[Dataset entries]
╔══

PR #5629, opened 2022-07-29
[BUGFIX] Patch flaky E2E GX Cloud tests

cdkini:
- Introduce `--cloud` flag for `pytest`
- Update Azure pipelines to utilize new flag
- Remove inconsistencies from tests
  - Env var substitution - as this one fixture is shared across a few tests, let's minimize changes
  - Remove randomization of suite name - this will prevent overpopulating the dev env with test suites

### Definition of Done

### DIFF
--- a/great_expectations/data_context/data_context/abstract_data_context.py
+++ b/great_expectations/data_context/data_context/abstract_data_context.py
@@ -980,6 +980,7 @@ class AbstractDataContext(ABC):
     def delete_expectation_suite(
         self,
         expectation_suite_name: Optional[str] = None,
+        ge_cloud_id: Optional[str] = None,
     ) -> bool:
         """Delete specified expectation suite from data_context expectation store.
 
--- a/tests/conftest.py
+++ b/tests/conftest.py
@@ -107,6 +107,10 @@ def pytest_configure(config):
         "markers",
         "aws_integration: runs aws integration test that may be very slow and requires credentials",
     )
+    config.addinivalue_line(
+        "markers",
+        "cloud: runs GX Cloud tests that may be slow and requires credentials",
+    )
 
 
 def pytest_addoption(parser):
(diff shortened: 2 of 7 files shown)


tests/data_context/test_base_data_context.py
```diff
@@ -175,8 +175,7 @@ def _closure(context: DataContext) -> Tuple[Validator, str]:
         suites = context.list_expectation_suites()
         expectation_suite_ge_cloud_id = suites[0].ge_cloud_id
 
-        # Randomize name so subsequent tests use a clean slate
-        suite_name = f"suite_{''.join(random.choice(string.ascii_letters + string.digits) for _ in range(8))}"
+        suite_name = "oss_e2e_test_suite"
```
anthonyburdi, line 177: Should we first delete if the suite exists before creating again on each test invocation to make sure we start with a fresh suite and that there are no issues with cross contamination between tests? I know we do `overwrite_existing=True` online 182 but just to be safe that we are starting clean.

anthonyburdi (approved):
Just a suggestion to delete the existing suite before creating the new one.

tests/data_context/test_base_data_context.py
cdkini: done!

tests/conftest.py
```diff
@@ -251,15 +258,23 @@ def pytest_collection_modifyitems(config, items):
     if config.getoption("--docs-tests"):
         # --docs-tests given in cli: do not skip documentation integration tests
         return
+    if config.getoption("--cloud"):
```
billdirks, line 261: Should this `if` block be here? It looks like it early exits if any of these flags are present so passing any of them is equivalent to passing all of them.

great_expectations/data_context/data_context/abstract_data_context.py
```diff
@@ -980,6 +980,7 @@ def create_expectation_suite(
     def delete_expectation_suite(
         self,
         expectation_suite_name: Optional[str] = None,
+        ge_cloud_id: Optional[str] = None,
```
billdirks, line 983: This is already merged but I had a question about this:
1. It doesn't look like we do anything with `ge_cloud_id`. Is this to prep for future work?
2. We have `expectation_suite_name` as `Optional` but it looks like we immediately `raise` if the `has_key(key)` fails where key is the name. Should we remove the `Optional` annotation on this argument?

╚══

■ **Exercise directions**: Report the count of lines in the entries that contain the string "credentials", and nothing besides it.

■ **Answer box**: 2